- _ASSIGNED TASK_
Make a word-for-word copy of the entries below from their first line through the line with "This is the", and add nothing.

- _DATA FOR REVIEW_
PR #10157, opened 2021-06-09
Extend `ResponseCache` to pass a context object into the callback

### LINKED ISSUE #8518: Sync requests immediately return with empty payload

### LINKED ISSUE #9738: class in `test_responsecache.py` has the wrong name (`DeferredCacheTestCase` instead of `ResponseCacheTestCase`)
This is my own fault, but i'm putting it here because i noticed it while working on something else.

The file under `tests/util/caches/test_responsecache.py` uses `DeferredCacheTestCase`, `test_deferred_cache.py` also uses this classname, so it has to be `ResponseCacheTestCase` instead.

richvdh:
This is the first of two PRs which seek to address #8518. This first PR lays the groundwork by extending `ResponseCache`; a second PR (#10158) will update the `SyncHandler` to actually use it, and fix the bug. The two PRs form an alternative to #9739.

The idea here is that we allow the callback given to `ResponseCache.wrap` to decide whether its result should be cached or not. We do that by (optionally) passing a `ResponseCacheContext` into it, which it can modify.

I think this is considerably simpler than the solution in #9739.

(The commits in this PR should be reviewable individually - the first three are just minor cleanups and refactoring; the meat happens in 63e6c20.)

Also fixes #9738

### DIFF
--- a/tests/util/caches/test_response_cache.py
+++ b/tests/util/caches/test_response_cache.py
@@ -11,10 +11,11 @@
 # WITHOUT WARRANTIES OR CONDITIONS OF ANY KIND, either express or implied.
 # See the License for the specific language governing permissions and
 # limitations under the License.
+from parameterized import parameterized
 
 from twisted.internet import defer
 
-from synapse.util.caches.response_cache import ResponseCache
+from synapse.util.caches.response_cache import ResponseCache, ResponseCacheContext
 
 from tests.server import get_clock
 from tests.unittest import TestCase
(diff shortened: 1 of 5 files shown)


tests/util/caches/test_response_cache.py
```diff
@@ -129,3 +143,49 @@ def test_cache_wait_expire(self):
...
+    def test_cache_context_nocache(self, should_cache: bool):
+        """If the callback clears the should_cache bit, the result should not be cached"""
+        cache = self.with_cache("medium_cache", ms=3000)
+
+        expected_result = "howdy"
+
+        call_count = [0]
+
+        async def non_caching(o: str, cache_context: ResponseCacheContext[int]):
+            call_count[0] += 1
```
ShadowJonathan, line 157: I understand what is happening here, the actual variable needs to be referenced, and that is done by putting it inside a list.

You can make nonlocal variable names mutable by using `nonlocal`, so this can be the following instead (also changing above to `call_count = 0`, and below to `self.assertEqual(call_count, 1)`);

```suggestion
            nonlocal call_count
            call_count += 1
```

ShadowJonathan (approved):
Thank you for finally making a PR that can do what #9739 was supposed to do.

I also see you renamed the TestCase class, that technically fixes #9738, so maybe add it to the description.

tests/util/caches/test_response_cache.py
richvdh: TIL

ShadowJonathan: FWIW the same is possible with `global`

erikjohnston (approved):

PR #10158, opened 2021-06-09
Ensure that we do not cache empty sync responses after a timeout

### LINKED ISSUE #8518: Sync requests immediately return with empty payload

richvdh:
Fixes #8518 by telling the `ResponseCache` not to cache the `/sync` response if the next_batch param is the same as the `since` token.

~~Based on #10157.~~

Note that actually enabling the sync cache timeout (ie, #3880) is left for a future task.

### DIFF
--- a/synapse/types.py
+++ b/synapse/types.py
@@ -404,7 +404,7 @@ def map_username_to_mxid_localpart(
     return username.decode("ascii")
 
 
-@attr.s(frozen=True, slots=True, cmp=False)
+@attr.s(frozen=True, slots=True, order=False)
 class RoomStreamToken:
     """Tokens are positions between events. The token "s1" comes after event 1.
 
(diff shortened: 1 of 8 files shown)


synapse/types.py
```diff
@@ -404,7 +404,7 @@ def f2(m):
     return username.decode("ascii")
 
 
-@attr.s(frozen=True, slots=True, cmp=False)
+@attr.s(frozen=True, slots=True, order=False)
```
richvdh, line 407: I had to fix this to make the `if result.next_batch == since_token` conditional work. As I wrote in #8518, I think it might have been exacerbating the situation.

ShadowJonathan (approved):
Looks good, thanks for helping out!

erikjohnston (approved):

- _SOLUTION TO THIS TASK_
PR #10157, opened 2021-06-09
Extend `ResponseCache` to pass a context object into the callback

### LINKED ISSUE #8518: Sync requests immediately return with empty payload

### LINKED ISSUE #9738: class in `test_responsecache.py` has the wrong name (`DeferredCacheTestCase` instead of `ResponseCacheTestCase`)
This is my own fault, but i'm putting it here because i noticed it while working on something else.

The file under `tests/util/caches/test_responsecache.py` uses `DeferredCacheTestCase`, `test_deferred_cache.py` also uses this classname, so it has to be `ResponseCacheTestCase` instead.

richvdh:
This is the first of two PRs which seek to address #8518. This first PR lays the groundwork by extending `ResponseCache`; a second PR (#10158) will update the `SyncHandler` to actually use it, and fix the bug. The two PRs form an alternative to #9739.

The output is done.